# MEDIO FÍSICO > Embalses > Embalses - General >  Los embalses asturianos en la peor situación en una década

## JMTrigos

Siguiendo la tónica general del país también hay sequía hasta en la España húmeda.
http://www.elcomercio.es/asturias/em...3701-ntvo.html
Saludos


> La falta de agua en Asturias es cada vez más evidente. La zona suroccidental de la región es la que presenta un déficit más importante, lo que dificulta la labor de ganaderos y agricultores, que necesitan comprar forrajes para el ganado debido a la escasez de hierba en las praderas y ven cómo menguan sus producciones hortícolas.
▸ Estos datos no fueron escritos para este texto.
PR #1296, opened 2021-04-24
Complete clean up of docs for 6.0.0

nicholascar:
I've walked through all .rst files in `docs` and ensured all examples are working . I've updated some incidental elements in the rest of the code base discovered via docco updates, e.g. `Dataset` & `ConjunctiveGraph` `parse()` format keyword default to match `Graph` (now `None`, not "xml").


nicholascar:
@rchateauneu @aucampia  could either of you assist with the test that is failing here? I can't reproduce the error running the test locally and can't understand why the error is occurring at all

nicholascar:
Solved by forcing 0-padding for weird gYear!

PR #1305, opened 2021-05-10
Fix transitive_objects/subjects docstrings and signatures

### LINKED ISSUE #1303: transitive methods typo
While trying to understand some puzzling output from `graph.transitive_subjects()` I noted that the docstrings for graph.transitive_subjects and graph.transitive_objects (starting at graph.py line 882) are identical. I think perhaps this is not what was intended?

The puzzling output in question is as follows:
```
>>> pprint(list(cg.transitive_subjects(RDF.type, pome.Person)))
[rdflib.term.URIRef('http://prosopOnto.medieval.england/2006/04/pome#Person'),
 rdflib.term.URIRef('http://example.com/thisgraph#Hugh_Despenser'),
 rdflib.term.URIRef('http://example.com/thisgraph#Audley_Henry_de'),
 rdflib.term.URIRef('http://example.com/thisgraph#Thomas_earl_of_Warwick_d_1242'),
.
.
. etc.
]
```

The URI.ref for `pome.Person` is listed first even though it does not appear as a subject. Is this the intended behavior?

aucampia:
Fixes #1303

## Proposed Changes

  - Fix signatures of both methods to use predicate.
  - Fix incorrect docstring for transitive_subjects

This is a breaking change, because signature of a user facing method was changed. (breaks in case of using named attributes.)

### DIFF
--- a/rdflib/graph.py
+++ b/rdflib/graph.py
@@ -879,11 +879,11 @@ class Graph(Node):
             for rt_2 in self.transitiveClosure(func, rt, seen):
                 yield rt_2
 
-    def transitive_objects(self, subject, property, remember=None):
-        """Transitively generate objects for the ``property`` relationship
+    def transitive_objects(self, subject, predicate, remember=None):
+        """Transitively generate objects for the ``predicate`` relationship
 
         Generated objects belong to the depth first transitive closure of the
-        ``property`` relationship starting at ``subject``.
+        ``predicate`` relationship starting at ``subject``.
         """
         if remember is None:
             remember = {}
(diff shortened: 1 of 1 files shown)


aucampia:
@white-gecko hope this is what you had in mind [here](https://github.com/RDFLib/rdflib/issues/1303#issuecomment-836612019)

white-gecko (approved):
Thank you.

nicholascar (approved):

nicholascar:
Given that test pass there must be none that actually test the `transitive_objects` or `transitive_subjects` functions. Pity...

aucampia:
> Given that test pass there must be none that actually test the `transitive_objects` or `transitive_subjects` functions. Pity...

Yeah, I looked and I could not find any, will try add some when I have time.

Esta situación de escasas precipitaciones que viene sufriendo el Principado desde hace tiempo se hace cada vez más patente en las reservas de agua. El último dato ofrecido por la Confederación Hidrográfica del Cantábrico indica que de los 484 hectómetros cúbicos de capacidad total de los embalses asturianos, solo hay almacenados 296, es decir, se encuentran al 61,1%. Pero lo malo es que ese dato es el peor de los últimos diez años. A estas alturas del año pasado Asturias tenía una reserva de 341 hectómetros cúbicos o, lo que es lo mismo, el 70,4% de la capacidad total. La media de los últimos diez años era un poco más baja, con 320 hectómetros cúbicos de agua embalsada, que suponía el 66,2%.
> Las perspectivas de que la situación mejore no son muy halagüeñas. El pasado 1 de octubre comenzó el año hidrológico. Es este un mes bastante lluvioso en Asturias. Por ejemplo, lo normal es que en Oviedo se recojan 98 litros por metro cuadrado, o que en el aeropuerto de Asturias se alcancen los 116, según las estadísticas de la Agencia Estatal de Meteorología (Aemet). Pero, ¿cuál es la realidad actual? La tendencia hace pensar que será difícil llegar a esos guarismos. El 'Balance hídrico nacional' elaborado por la Aemet y correspondiente a los diez primeros días de octubre es claro: en Oviedo cayeron 6,4 litros por metro cuadrado, mientras que en el aeropuerto de Asturias se alcanzaron los siete litros. Además, en la estación de la Aemet en El Musel (Gijón) se recogieron tan solo 5,2. Es decir, hace falta que hasta finales de mes caigan sobre Asturias unos 90 litros por metro cuadrado para considerar que el año hidrológico comienza con unos valores normales. Si a lo largo de todo un año lo habitual es que en la capital del Principado se recojan 960 litros por metro cuadrado, en lo que llevamos de 2017 solo se ha llegado a 590.
> Lo malo es que no se prevén lluvias inmediatas sobre la región; más bien al contrario, con un fin de semana soleado y temperaturas que pueden alcanzar los 30 grados , por ejemplo, en Cangas del Narcea. Pero hay algo de esperanza. Está previsto que el próximo domingo pase cerca de las costas gallegas el huracán 'Ofelia', que se dirige hacia Irlanda. En Asturias no dejará más que fuertes vientos, que podrían alcanzar los 80 kilómetros por hora. Pero su paso dejará vía libre para la llegada de una borrasca que afectaría a toda la zona Oeste de la Península Ibérica, con precipitaciones destacables en Asturias a partir de la tarde del lunes y durante todo el martes. Los mapas indican que las principales lluvias se registrarán en la zona suroccidental, precisamente la más necesitada de la región.
> Si la situación que se registra en Asturias es mala, la del conjunto del país es, en muchos casos, alarmante. La Aemet informó ayer de que en los primeros diez días del año hidrológico solo se acumuló el 3% de las lluvias normales para este periodo, que es el resultado de la media del periodo de referencia entre 1981 y 2010. La media de lluvia recogida en el país no llega al litro por metro cuadrado, cuando el valor normal estaría en 22. El litoral cantábrico fue de las pocas zonas del país que se vieron beneficiadas por las lluvias, aunque fue en Alicante donde más llovió en lo que va de mes.

----------